36 Hours in Mendocino County

Ninety miles north of San Francisco, Mendocino County is just faraway enough to have narrowly escaped the Bay Area’s radical transformation during the tech boom years. In contrast to other formerly quiet Northern California backwaters, Mendocino maintains its rural identity and eccentricities, including its longstanding status as one of the country’s major marijuana-producing regions. Where there is big news, it’s largely culinary. The 30-year-old chef at Elk’s Harbor House Inn was recently named a James Beard award semifinalist for Best Chef in the West. Besides the Harbor House’s eight- to 12-course, $150 per person prix fixe dinners, there are cheesemakers, upstart breweries, exceptional farm stands — notably Fort Bragg’s Nye Ranch and Caspar’s Fortunate Farm — and farm-inspired restaurants, like the long-awaited, soon-to-open Fog Eater Cafe, which began as a farm pop-up, and will serve “California cuisine with a Southern twang.” After years of population stagnation, young people are moving in, or coming home, and committing themselves to Mendocino’s fertile soil and sea. It’s a second wave back-to-the-land movement and a welcome reprieve from the Bay Area’s buzz.

Cut east over Route 253 — a spectacular 16-mile drive across hilltops of moss-draped California live oaks — to Ukiah, Mendocino’s 16,000-person county seat. Dedicated to an extraordinary, but largely forgotten painter, the Grace Hudson Museum and Sun House displays Hudson’s striking and distinctly empathetic portraits of native peoples and immigrants, exhibits the work of local artists, and offers tours of Hudson’s Arts and Crafts home, which she called Sun House.

Head south to the City of 10,000 Buddhas, a former California State Mental Hospital that is now a Buddhist community and monastery. The campus’s distinctive arched entrance is undergoing renovation, but its roaming peacocks, evocative institutional architecture and Jyun Kang Vegetarian Restaurant, which serves tasty vegetarian dishes to a mostly local crowd, remain. Or hop down the 101 to Hopland, where Rock Seas serves an ever-changing menu that riffs on brunch classics — like coconut French Toast with star anise, coconut, brown sugar and mango ($12).

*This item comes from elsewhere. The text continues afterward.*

PR #262, opened 2026-07-31
feat(scheduling): JobScheduler SPI + Loom driver + TCK (v0.11 S8, ADR-057)

arkstack-dev:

In the last two years, two long-awaited new hotels have opened on the Mendocino coast. The Harbor House Inn, in Elk, is a 1916 redwood home which was originally built by the local logging company and designed to showcase the beauty of the region’s lumber. After an eight-year renovation, the inn reopened in May of 2018 with 10 rooms (starting at $355, breakfast included) and a destination restaurant.